# Heat needed to infuse thc into oil?



## HerbalRemedy (Nov 10, 2009)

A couple of nights ago I made some pot brownies. I used 7 grams for a 1/2 cup of oil. I heated the oil over the stove for about an hour or two. The aroma was very intense. I accidently burned the weed but I made the brownies anyway. I cut ten equal squares and ate two. As I said in my other thread. I was BLOWN out my mind. We all thought it was too intense so we decided to use 7 grams in a cup and half of oil. This time instead of cooking over a stove we poured the contents into a mason jar and placed it on a candle warmer. The oil was really warm but never hot. It had an aroma but nothing like the other night. We had to open all the windows and doors because of the smell. The oil sat on the warmer over night. Tonight we decided to make a batch of brownies. They damn sure tasted better but I ended up eating 4 and didn't feel a thing. I'm trying to figure out if we didn't use enough weed or if I needed to heat the oil higher to properly infuse the thc. Thoughts?


----------



## Skateforlife6 (Nov 10, 2009)

well id think u just have to get it warmer becasue there is point where the thc is heated to where its actully infused with the oil but im not sure of how warm.


----------



## stumps (Nov 10, 2009)

did mine in crock pot so the temp is around 200 deg. a very slow simmer.
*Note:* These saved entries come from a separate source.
PR #5821, opened 2026-07-21
chore: Update deps

tung2744:
ref DEV-3713


carmenlau (approved):
Thanks for fixing the e2e test!

PR #5840, opened 2026-07-28
chore: Suppress gosec G710/G124 false positives

tung2744:
The golangci-lint bump to v2.11.3 (08c0cfb3b6) pulled in a newer gosec that added G710 (open redirect via taint analysis) and G124 (cookie missing Secure/HttpOnly/SameSite) checks not present in the previously pinned v2.5.0. Audited every flagged site: redirects are same-origin enforced, allow-listed against registered client URIs, or point at a server-configured host; cookie attributes are set via field assignment right after the literal gosec inspects. Added #nosec justification comments and synced .vettedpositions for the resulting line shifts.


tung2744:
@carmenlau See if you can prioritize merging this to unblock the ci, thanks!

carmenlau (approved):

PR #5837, opened 2026-07-28
Fix feature config merge to be field-level, not whole-section

carmenlau:
ref DEV-3738

Summary:

| # | Section | Merge behavior | Notes |
|---|---|---|---|
| 1 | `identity` | ✅ Field-level | 3-level cascade: `login_id`/`oauth`/`biometric` independent; within `oauth`: `maximum_providers`/`providers` independent; within `providers`: all 9 providers independent |
| 2 | `authentication` | ✅ Field-level | Cascades to `secondary_authenticators`'s one field (`oob_otp_sms`) — moot today (only one leaf), proactive fix |
| 3 | `authenticator` | ✅ Field-level | Cascades through `password` → `policy` to the 3 independent gates (`minimum_guessable_level`/`excluded_keywords`/`history`) |
| 4 | `custom_domain` | Whole-section replace | **Fine** — single field (`disabled`), nothing to clobber |
| 5 | `ui` | ✅ Field-level | `white_labeling`/`phone_input` independent |
| 6 | `oauth` | ✅ Field-level (already correct) | Cascades to `client`'s 4 independent fields — this was the reference pattern used for all the fixes above |
| 7 | `hook` | ✅ Field-level | `blocking_handler.maximum`/`non_blocking_handler.maximum` independent |
| 8 | `audit_log` | Whole-section replace | **Fine** — single field (`retrieval_days`) |
| 9 | `google_tag_manager` | Whole-section replace | **Fine** — single field (`disabled`) |
| 10 | `rate_limits` (top-level) | Whole-section replace | **Fine** — single field (`disabled`) |
| 11 | `messaging` | ✅ Field-level (already correct) + fixed nested gap | Top-level fields (`rate_limits`/`sms_usage`/etc.) independent; **and now** `rate_limits`'s 6 channels (`sms`/`sms_per_ip`/`sms_per_target`/`email`/`email_per_ip`/`email_per_target`) are independent too |
| 12 | `usage` | ✅ Field-level (already correct) | `hooks` appends across layers (deliberately, unique); `limits` merges per usage-name (`sms`/`email`/`whatsapp`/`user_import`/`user_export`) independently |
| 13 | `collaborator` | ✅ Field-level | `maximum`/`soft_maximum` independent |
[...]

PR #5842, opened 2026-07-29
Fix ui.phone_input.allowlist minItems:1 blocking explicit allow-all override

carmenlau:
ref DEV-3755 

require
- #5837


pkg/lib/config/feature_ui.go
tung2744: Should this be changed to omitzero? I think omitempty will omit the key if it is `[]`

tung2744:
Is this pr ready to merge? I remember we've discussed about removing `omitempty` from booleans. Will that be included in this pr?

carmenlau:
Yes, I've included them in the PR. Thank you!

carmenlau:
Rebased onto the latest `main`.

tung2744 (approved):

PR #5853, opened 2026-08-05
Reduce redundant queries

tung2744:
ref DEV-3760


pkg/lib/event/service.go
```diff
@@ -94,11 +94,15 @@ func (s *Service) DispatchEventOnCommit(ctx context.Context, payload event.Paylo
...
-		// then it is not possible to resolve the entity in DidCommitTx.
-		if err = s.Resolver.Resolve(ctx, payload); err != nil {
-			return
+		// A non-blocking payload is resolved again in WillCommitTx. Resolving it
+		// here as well is only observable when the later resolve cannot find the
+		// user: resolve.go swallows ErrUserNotFound and keeps whatever was
+		// resolved earlier. That happens exactly when the user row is gone by
+		// commit time, which the payload declares via DeletedUserIDs.
+		if len(typedPayload.DeletedUserIDs()) > 0 {
+			if err = s.Resolver.Resolve(ctx, payload); err != nil {
```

I used 3 0z and 1.5lb butter.


----------



## Trazzer (Nov 11, 2009)

I have bin told this before, That it requires a curtin temp, dont know it tho and was hopin this thread would answer it..


----------



## dcrypter (Nov 13, 2009)

you dont wanna let it get over 200 degrees thc starts breaking down at that temp but you should be safe taking it up to 190 or 195 with out any worries of not letting the thc leech into the oil/butter. im not sure what the minimum temp is to start transfering thc its been a long time since i read it, but if you have a thermometer it should be easy enough to stay lower than 200


----------



## BigBud992 (Nov 19, 2009)

Ugh. So much misinformation guys. Here......



> All Degrees in Fahrenheit:
> 
> 222/+: Decarboxylation (Carboxyl groups removed, making weed more potent. I recommend 225 for up to half an hour in an oven, to avoid burning.)
> *325-355: THC bonds to fat molecules (if you're making brownies, etc, try not to go past the 350 range)*
> ...


----------